Only the count is wanted here: how many lines of the entries hold the string "logic"?

Segment Open

PR #2427, opened 2022-09-06
[stable24] Viewer top margin is not needed

eneiluj:
On NC 24, adding a `-50px` margin hides the collabora menu and the viewer buttons.


Raudius:
With this branch I get a double header

image

juliushaertl:
@eneiluj Hiding the viewer header was a explicit design decision discussed with @jancborchardt

Was there any report for this to be a bug?

PR #2428, opened 2022-09-06
Open PDF files by default when PDF viewer is disabled

Raudius:
Related to https://github.com/nextcloud/files_pdfviewer/issues/649

### DIFF
--- a/lib/Capabilities.php
+++ b/lib/Capabilities.php
@@ -23,6 +23,7 @@
 
 namespace OCA\Richdocuments;
 
+use OCP\App\IAppManager;
 use OCA\Richdocuments\Service\CapabilitiesService;
 use OCP\Capabilities\ICapability;
 use OCP\IL10N;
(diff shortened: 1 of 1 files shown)


lib/Capabilities.php
```diff
@@ -82,14 +83,17 @@ class Capabilities implements ICapability {
 	private $capabilitiesService;
 	/** @var PermissionManager */
 	private $permissionManager;
+	/** @var AppManager */
+	private $appManager;
 
 	private $capabilities = null;
 
-	public function __construct(IL10N $l10n, AppConfig $config, CapabilitiesService $capabilitiesService, PermissionManager $permissionManager) {
+	public function __construct(IL10N $l10n, AppConfig $config, CapabilitiesService $capabilitiesService, PermissionManager $permissionManager, AppManager $appManager) {
```
juliushaertl, line 91:
```suggestion
	public function __construct(IL10N $l10n, AppConfig $config, CapabilitiesService $capabilitiesService, PermissionManager $permissionManager, IAppManager $appManager) {
```

Should use the IAppManager from the OCP namespace which is considered the public and stable API.

juliushaertl (commented):
Small comment regarding the app manager, but otherwise LGTM 👍

lib/Capabilities.php
Raudius: Fixed! 

Also modified my include path in PhpStorm to just include the public API, should avoid this in the future :)

PR #2442, opened 2022-09-15
Local editing

Raudius:
* Target version: master 

### Summary
Adds a button to the Collabora editor which enables the file to be opened locally.

Clicking the button will:
  * Trigger a warning that the file will close for all users currently viewing the file with Collabora
  * Save the file
  * Close all currently open collabora sessions of the file
  * Unlock the file (if locked)
  * Open an `nc://` url to be handled by the desktop client

### TODO

- [ ] Remove the button when viewing read-only files (csv, pdf)?

### DIFF
--- a/src/document.js
+++ b/src/document.js
@@ -1,5 +1,5 @@
 import { emit } from '@nextcloud/event-bus'
-import { getRootUrl } from '@nextcloud/router'
+import { getRootUrl, imagePath } from '@nextcloud/router'
 import { getRequestToken } from '@nextcloud/auth'
 import Config from './services/config.tsx'
 import { setGuestName, shouldAskForGuestName } from './helpers/guestName'
@@ -11,9 +11,10 @@ import {
 	isDirectEditing,
 	isMobileInterfaceAvailable,
 } from './helpers/mobile'
-import { getWopiUrl, getSearchParam } from './helpers/url'
+import { getWopiUrl, getSearchParam, getNextcloudUrl } from './helpers/url'
 
 import '../css/document.scss'
+import axios from '@nextcloud/axios'
 
 const PostMessages = new PostMessageService({
 	parent: window.parent,
@@ -307,6 +308,15 @@ const documentsMain = {
 
 						if (Config.get('userId') === null) {
 							PostMessages.sendWOPIPostMessage('loolframe', 'Hide_Menu_Item', { id: 'insertgraphicremote' })
+						} else {
+							PostMessages.sendWOPIPostMessage('loolframe', 'Insert_Button', {
+								id: 'Open_Local_Editor',
+								imgurl: window.location.protocol + '//' + getNextcloudUrl() + imagePath('richdocuments', 'launch.svg'),
+								mobile: false,
+								label: t('richdocuments', 'Open in local editor'),
+								hint: t('richdocuments', 'Open in local editor'),
+								insertBefore: 'undo',
+							})
 						}
 
 						emit('richdocuments:wopi-load:succeeded', {
@@ -442,6 +452,23 @@ const documentsMain = {
 					case 'File_Rename':
 						documentsMain.fileName = args.NewName
 						break
+					case 'Clicked_Button':
+						if (parsed.args.Id === 'Open_Local_Editor') {
+							documentsMain.UI.initiateOpenLocally()
+						} else {
+							console.debug('[document] Unhandled `Clicked_Button` post message', parsed)
+						}
+						break
+					case 'Get_Views_Resp':
+						if (documentsMain.openingLocally) {
+							documentsMain.UI.removeViews(parsed.args)
+							documentsMain.unlockFile()
+								.catch(_ => {}) // Unlocking failed, possibly because file was not locked, we want to proceed regardless.
+								.then(() => {
+									documentsMain.openLocally()
+								})
+						}
+						break
 					default:
 						console.debug('[document] Unhandled post message', parsed)
 					}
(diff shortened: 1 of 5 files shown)


src/document.js
```diff
@@ -500,6 +523,57 @@ const documentsMain = {
 				$(document.body).removeClass('claro')
 			})
 		},
+
+		initiateOpenLocally() {
+			OC.dialogs.confirmDestructive(
```
juliushaertl, line 528: Could we maybe only issue the confirm action if there are other users present in the document? The list of views should be available.

juliushaertl:
> Remove the button when viewing read-only files (csv, pdf)?

Might still be relevant to open in a preferred viewer app I'd say.

src/document.js
```diff
@@ -500,6 +523,57 @@ const documentsMain = {
...
+			.catch(_ => {}) // Unlocking failed, possibly because file was not locked, we want to proceed regardless.
+			.then(() => {
+				documentsMain.openLocally()
+			})
+	},
+
+	openLocally() {
+		if (documentsMain.openingLocally) {
+			documentsMain.openingLocally = false
+			window.location.href = 'nc://open/' + Config.get('userId') + '@' + window.location.host + documentsMain.fullPath
```
juliushaertl, line 575: @allexzander Does the nc:// protocol handle nextcloud servers installed in a subdirectory? e.g. under (https://example.com/nextcloud/) ? Would the subdirectory then need to be contained in the open url ?

juliushaertl, line 575: Maybe we can adapt the logic from https://github.com/nextcloud/server/pull/34171/files#diff-dedceb236d4709ee562b67512f8ad10bce9dc7a494e9b1cfdabe8ea8ad33ca25R2810-R2818 to also take the port into account

src/document.js
```diff
@@ -307,6 +308,15 @@ const documentsMain = {
 
 						if (Config.get('userId') === null) {
 							PostMessages.sendWOPIPostMessage('loolframe', 'Hide_Menu_Item', { id: 'insertgraphicremote' })
+						} else {
+							PostMessages.sendWOPIPostMessage('loolframe', 'Insert_Button', {
+								id: 'Open_Local_Editor',
+								imgurl: 'data:image/svg+xml;base64,PHN2ZyB4bWxucz0iaHR0cDovL3d3dy53My5vcmcvMjAwMC9zdmciIGhlaWdodD0iMjRweCIgdmlld0JveD0iMCAwIDI0IDI0IiB3aWR0aD0iMjRweCIgZmlsbD0iIzAwMDAwMCI+PHBhdGggZD0iTTAgMGgyNHYyNEgweiIgZmlsbD0ibm9uZSIvPjxwYXRoIGQ9Ik0xOSAxOUg1VjVoN1YzSDVjLTEuMTEgMC0yIC45LTIgMnYxNGMwIDEuMS44OSAyIDIgMmgxNGMxLjEgMCAyLS45IDItMnYtN2gtMnY3ek0xNCAzdjJoMy41OWwtOS44MyA5LjgzIDEuNDEgMS40MUwxOSA2LjQxVjEwaDJWM2gtN3oiLz48L3N2Zz4=',
+								mobile: false,
+								label: 'Open in local editor',
+								hint: 'Open in local editor',
```
juliushaertl, line 317:
```suggestion
								label: t('richdocuments', 'Open in local editor'),
								hint: t('richdocuments', 'Open in local editor'),
```

src/document.js
```diff
@@ -307,6 +308,15 @@ const documentsMain = {
 
 						if (Config.get('userId') === null) {
 							PostMessages.sendWOPIPostMessage('loolframe', 'Hide_Menu_Item', { id: 'insertgraphicremote' })
+						} else {
+							PostMessages.sendWOPIPostMessage('loolframe', 'Insert_Button', {
+								id: 'Open_Local_Editor',
+								imgurl: 'data:image/svg+xml;base64,PHN2ZyB4bWxucz0iaHR0cDovL3d3dy53My5vcmcvMjAwMC9zdmciIGhlaWdodD0iMjRweCIgdmlld0JveD0iMCAwIDI0IDI0IiB3aWR0aD0iMjRweCIgZmlsbD0iIzAwMDAwMCI+PHBhdGggZD0iTTAgMGgyNHYyNEgweiIgZmlsbD0ibm9uZSIvPjxwYXRoIGQ9Ik0xOSAxOUg1VjVoN1YzSDVjLTEuMTEgMC0yIC45LTIgMnYxNGMwIDEuMS44OSAyIDIgMmgxNGMxLjEgMCAyLS45IDItMnYtN2gtMnY3ek0xNCAzdjJoMy41OWwtOS44MyA5LjgzIDEuNDEgMS40MUwxOSA2LjQxVjEwaDJWM2gtN3oiLz48L3N2Zz4=',
```
juliushaertl, line 314: Maybe we could use something like https://github.com/bhovhannes/svg-url-loader to still have a .svg file in the repo and just build the data representation during build, but not a blocker ;)

juliushaertl:
@Raudius I don't fully remember, but the icon was agreed on with @jancborchardt, right? 

Screenshot 2022-09-22 at 09 25 00

src/document.js
Raudius: I had it that way originally but changed it because the user might accidentally click it (when trying to save for example), and they might panic when the document suddenly closes.

Also we might want to add in the dialog that it only works if the desktop client (v3.6.0+) is installed and running

src/document.js
Raudius: Changed to use the `imagePath` function. 

Realised why it didnt work before, `imagePath` generates a relative path which would open from the collabora hostname. Made sure to prepend the NC instance url :)

Raudius:
> @Raudius I don't fully remember, but the icon was agreed on with @jancborchardt, right?

Icon and tooltip label were amended with Jan's suggestions :)

src/document.js
```diff
@@ -307,6 +308,15 @@ const documentsMain = {
 
 						if (Config.get('userId') === null) {
 							PostMessages.sendWOPIPostMessage('loolframe', 'Hide_Menu_Item', { id: 'insertgraphicremote' })
+						} else {
+							PostMessages.sendWOPIPostMessage('loolframe', 'Insert_Button', {
+								id: 'Open_Local_Editor',
+								imgurl: window.location.protocol + '//' + getNextcloudUrl() + imagePath('richdocuments', 'launch.svg'),
+								mobile: false,
+								label:  t('richdocuments', 'Open in local editor'),
+								hint:  t('richdocuments', 'Open in local editor'),
```
juliushaertl, line 317:
```suggestion
								label: t('richdocuments', 'Open in local editor'),
								hint: t('richdocuments', 'Open in local editor'),
```

eslint complains about that

juliushaertl (approved):
One eslint error but let's get this in once fixed 👍

PR #2451, opened 2022-09-20
Always show the close button

juliushaertl:
Avoid being locked in with direct editing on iOS.


pedropintosilva (approved):
Tested on iPad (NC server master + richdocuments checkout this branch + CO)
It works as expected. The close button is always visible. It works in both modes (read only and edit mode).

PR #2483, opened 2022-10-03
Cleanup frontend dev dependencies

juliushaertl:
Replaces https://github.com/nextcloud/richdocuments/pull/2440


julien-nc (approved):
Works fine with Node 16 and Npm 8

PR #2490, opened 2022-10-07
Always enable editing for admins

juliushaertl:
Make sure that admins always can work with Collabora to avoid breaking settings

### DIFF
--- a/lib/PermissionManager.php
+++ b/lib/PermissionManager.php
@@ -74,6 +74,10 @@ class PermissionManager {
 			}
 		}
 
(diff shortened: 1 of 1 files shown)


eneiluj (approved):
Funny to think of admins locking themselves out.
:+1: 

Wouldn't it make sense to check `isAdmin` before the `use_groups` config value? I don't know which is more costly between `isAdmin` and `config->getAppValue`...

juliushaertl:
Shouldn't matter much in terms of performance, especially since the admin check is probably the edge case ;)

PR #2502, opened 2022-10-14
Add config option to turn on Collabora feature lock for read only users

juliushaertl:
Implementing the option to enable [feature locking](https://sdk.collaboraonline.com/docs/installation/Configuration.html?highlight=isuserlocked#feature-locking) for all users that are not within edit groups

Can be enabled with:

```
occ config:app:set richdocuments read_only_feature_lock --value=yes
```

### DIFF
--- a/lib/AppConfig.php
+++ b/lib/AppConfig.php
@@ -22,6 +22,8 @@ class AppConfig {
 
 	public const SYSTEM_GS_TRUSTED_HOSTS = 'gs.trustedHosts';
 
+	public const READ_ONLY_FEATURE_LOCK = 'read_only_feature_lock';
+
 	private $defaults = [
 		'wopi_url' => '',
 		'timeout' => 15,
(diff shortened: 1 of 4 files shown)


julien-nc (commented):
Looks good.

* What's the effect of enabling `IsUserLocked` in the file info?
* What's the use case of disabling `read_only_feature_lock`? Is it just to override admin settings?

juliushaertl:
> What's the effect of enabling IsUserLocked in the file info?

Admins can limit functionality in the coolwsd.xml and configure a modal (e.g. for an upselling path at hosting providers)

> What's the use case of disabling read_only_feature_lock? Is it just to override admin settings?

By default it is disabled, when turned on every user that does not have edit permission will be considered locked with the above mentioned options from Collabora.

julien-nc (approved):
:+1:

PR #2503, opened 2022-10-14
Disable sharing for public links and versions if app is disabled

juliushaertl:
- Do not pass the revision history parameter if files_versions is disabled
- Do not enable sharing for public links

### DIFF
--- a/src/helpers/url.js
+++ b/src/helpers/url.js
@@ -33,6 +33,9 @@ const getSearchParam = (name) => {
 }
 
 const getWopiUrl = ({ fileId, title, readOnly, closeButton, revisionHistory }) => {
+	// Only set the revision history parameter if the versions app is enabled
+	revisionHistory = revisionHistory && window?.oc_appswebroots?.files_versions
+
 	// WOPISrc - URL that loolwsd will access (ie. pointing to ownCloud)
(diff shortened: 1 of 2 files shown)


src/helpers/url.js
```diff
@@ -33,6 +33,9 @@ const getSearchParam = (name) => {
 }
 
 const getWopiUrl = ({ fileId, title, readOnly, closeButton, revisionHistory }) => {
+	// Only set the revision history parameter if the versions app is enabled
+	revisionHistory = revisionHistory && window?.oc_appswebroots?.files_versions
+
```
julien-nc, line 38: Is this a reliable way to check if an app is enabled? I mean are we sure it won't get removed anytime soon?

If not we could get the information via initial state I guess.

julien-nc (commented):
Make sense!

Just a question.

src/helpers/url.js
juliushaertl: Yeah, ideally we should have initial state for that, but I'd stick to this for now to keep it back portable and maybe pass over more stuff through initial state when getting back to #2258

julien-nc: :+1:

julien-nc (approved):

PR #2512, opened 2022-10-14
[stable24] Use correct server version for integration tests

juliushaertl:


juliushaertl:
All green, merging to keep moving with green CI again

PR #2550, opened 2022-10-20
Keep passing light theme values to Collabora as long as the dark mode is not available there

juliushaertl:
Otherwise the primary tinted colors are wrong and lead to dark icons on dark background

Fixes https://github.com/nextcloud/richdocuments/issues/2302

## Considerations for Nextcloud 24 and lower

For back porting we will need to add the removal of the user accessibility stylesheet, e.g. with this:

```
document.querySelector("link[href*='accessibility\/css\/user']").remove()
```

Quite ugly but I don't see a better way to get the light mode css variables.

### DIFF
--- a/src/helpers/coolParameters.js
+++ b/src/helpers/coolParameters.js
@@ -61,12 +61,13 @@ const generateCSSVarTokens = () => {
 		'--border-radius-pill': '--co-border-radius-pill',
 	}
 	let str = ''
+	const element = document.getElementById('documents-content') ?? document.documentElement
 	try {
 		for (const cssVarKey in cssVarMap) {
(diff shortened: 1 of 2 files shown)


juliushaertl:
I remember there was a ticket for this but cannot find it 🙈

Raudius:
> I remember there was a ticket for this but cannot find it see_no_evil

Is it the ticket 2302? 

(Not linking it so that it doesnt show up as mentioned in case its the wrong one :p)

Raudius (approved):

juliushaertl:
> > I remember there was a ticket for this but cannot find it see_no_evil
> 
> Is it the ticket 2302?
> 
> (Not linking it so that it doesnt show up as mentioned in case its the wrong one :p)

Yes, thanks :)

PR #2560, opened 2022-10-21
Add app config to override wopi checkFileInfo

juliushaertl:
Allows to fine tune options e.g. with:

```
occ config:app:set richdocuments wopi_override --value='{"EnableShare":false}'
```

### DIFF
--- a/lib/AppConfig.php
+++ b/lib/AppConfig.php
@@ -162,4 +162,16 @@ class AppConfig {
 	private function splitGroups(string $groupString): array {
 		return explode('|', $groupString);
 	}
+
+	/**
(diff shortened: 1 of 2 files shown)


marcelklehr (approved):

marcelklehr:
Psalm error:

ERROR: NullArgument - lib/AppConfig.php:170:89 - Argument 3 of OCP\IConfig::getAppValue cannot be null, null value provided to parameter with type string (see https://psalm.dev/057)
		if ($wopiOverride = $this->config->getAppValue(Application::APPNAME, 'wopi_override', null)) {

Issue #1380, opened 2021-02-24
Notify users on mentions in document comments


thkoch2001:
## Current status

- [x] Evaluate filetype/core requirements in https://github.com/CollaboraOnline/online/issues/1529
- [x] Implement handling of mentions in core
- [x] Implement some user listing mechanism on the Nextcloud side
- [x] Implement handling of mentions in online
- [ ] Listen to the post message for inserted mention and emit a notifcation to the user

## Pull requests

- https://github.com/CollaboraOnline/online/pull/5334
- https://github.com/CollaboraOnline/online/pull/5093
- https://github.com/nextcloud/richdocuments/pull/2576

## Initial request

**Is your feature request related to a problem? Please describe.**
- As an owner of a document I want to get notified on any comment that gets added to my document in order to provide a timely answer.
- As a commenter of a document I want to be able to mention a person in a comment and thus raise their awareness of an action or input that is needed from their side.
- As a reader of a document I want to be able to subscribe to a document to get informed about all comments to that document.
- As a participant in a comment thread I want to be notified of all updates to all new comments to a comment thread.
- As a participant in a comment thread I want to be notified when the thread gets resolved.

**Describe the solution you'd like**
Destroy any reason to use Google Docs ever again.

**Describe alternatives you've considered**
None.

**Additional context**
https://support.google.com/docs/answer/65129

juliushaertl:
Other solutions have their own file format but when exporting to a regular office file, the mention is purely identified by the users email address. For the Nextcloud context we'd ideally have the user id or federated cloud id present as some kind of metadata, in order to uniquely identify the mentioned user. We are currently discussion with Collabora how we could store mentions in the comments in the actual file.

juliushaertl:
Findings so far, ODF does not seem to have any good fit for storing a unique user identifier (like the user id or federated cloud id) within the document, so while we could probably process mentions while being edited in COOL there is no good way we found until now to persist those properly. @kendy is still looking into options from the Collabora side.

juliushaertl:
@Raudius Noticed that we had this ticket for that and assigned you since we talked about that you would look into that.

Raudius:
> @Raudius Noticed that we had this ticket for that and assigned you since we talked about that you would look into that.

Cool.

One thing to note is that with the current implementation this would only work in the document text (not in the comments). I recall that due to document format reasons getting it to work on comments is a lot more challenging.

juliushaertl:
Reopening for the remaining task:

[...]

PR #2576, opened 2022-10-24
Implement user mentions API

Raudius:
* Resolves: https://github.com/nextcloud/richdocuments/issues/1380
* Target version: master 

### Summary
Implements the post message API to allow user mentions in Collabora


src/document.js
```diff
@@ -604,13 +612,17 @@ const documentsMain = {
 				return
 			}
 
-			const list = result.data.ocs.data.map((user) => {
+			return result.data.ocs.data
+		}).catch(() => {
+			return documentsMain.users
+		}).then((users) => {
+			const list = users.map((user) => {
```
juliushaertl, line 619: Could we do this right away if there is no user session available so that we skip the failing request?

juliushaertl (commented):
Just one minor comment and eslint needs some love. Otherwise good from my side 👍

src/document.js
Raudius: Yep nice suggestion, I changed the logic around

PR #43, opened 2020-10-28
fcosBuild: Add `cosaDir`parameter and getCosaDir

ravanelli:
- Add `cosaDir` parameter to be used across multiples CIs
making it usefull to change cosa working directory
- Add getCosaDir in utils as a place with common
functions used in CI

### DIFF
--- a/vars/utils.groovy
+++ b/vars/utils.groovy
@@ -1,0 +1,7 @@
+def getCosaDir(params = [:]) {
+    if (params['cosaDir']) {
+        return params['cosaDir']
+    } else {
+        return "/srv/fcos"
+    }
+}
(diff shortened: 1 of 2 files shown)


vars/utils.groovy
```diff
@@ -0,0 +1,8 @@
+def getCosaDir(params = [:]) {
+
```
jlebon, line 2: Minor: extra space here.

jlebon (commented):
One super minor/optional comment, LGTM otherwise!
Were you able to test this?

vars/utils.groovy
ravanelli: Fixed.
Yes, I tested it in my centos namespace using the setup for cosa CI

jlebon (approved):
Thanks!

Segment Closed

ANSWER SECTION:
2